The chart above illustrates the enormous disparity in share performance between the top-performing IPOs and SPAC IPOs. Shares of the top traditional IPOs have been experiencing big price pops on their first day of trading, up to nearly 200%. The best-performing SPAC IPOs have had much more modest price pops—which, backers argue, is better and mitigates the cost of the 20% ownership stake given to SPAC sponsors as founder shares. The largest first-day price increase for a SPAC this year has been 13% by Panacea Acquisition Corp.

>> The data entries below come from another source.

PR #4378, opened 2023-02-21
Fix timeout duration not fitting into 32-bit signed integer

raksooo:
The new timeout for showing account expiry notifications immediately when there is three days left had a too large duration. The duration needs to fit into a signed 32-bit integer which means that the maximum is around 24 days. I've changed the duration to max out at 24 days.

- - -
This change is [Reviewable](https://reviewable.io/reviews/mullvad/mullvadvpn-app/4378)


hankolsen (approved):
> *[Reviewable](https://reviewable.io/reviews/mullvad/mullvadvpn-app/4378)* status: :shipit: complete! all files reviewed, all discussions resolved

PR #4382, opened 2023-02-21
GUI setting for toggling quantum resistant connection

raksooo:
This PR adds the quantum resistant setting to the desktop GUI.

- - -
This change is [Reviewable](https://reviewable.io/reviews/mullvad/mullvadvpn-app/4382)

### DIFF
--- a/gui/locales/messages.pot
+++ b/gui/locales/messages.pot
@@ -108,6 +108,7 @@ msgstr ""
 msgid "Connecting"
 msgstr ""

SPACs Getting Closer Looks, Making Deals

Last year, Richard Branson steered his Virgin Galactic space venture into a reverse merger with a SPAC. He passed over traditional IPO and direct listing options to help his company become the first-ever publicly listed space tourism company. The October 2019 merger gave the company a market cap of about $2.4 billion. The value of the company has since more than doubled to about $5 billion.

A report by Reuters on Friday states that Airbnb, the longtime unicorn startup that had been expected to go public in 2020 by either IPO or direct listing until the pandemic disrupted its business and the markets, has been approached by a SPAC to agree to a business combination. Privately held Topgolf International, an operator of golf driving ranges, is reportedly in merger talks with SPAC Churchill Capital Corp. II. Bloomberg previously reported that Topgolf has been laying the groundwork for a traditional IPO as soon as this year with an expected public market capitalization of about $4 billion. And earlier this month, MultiPlan Inc. agreed to a merger with Churchill Capital Corp. III in an $11 billion deal.

SPACs are making serious inroads into the market space long dominated by traditional IPOs.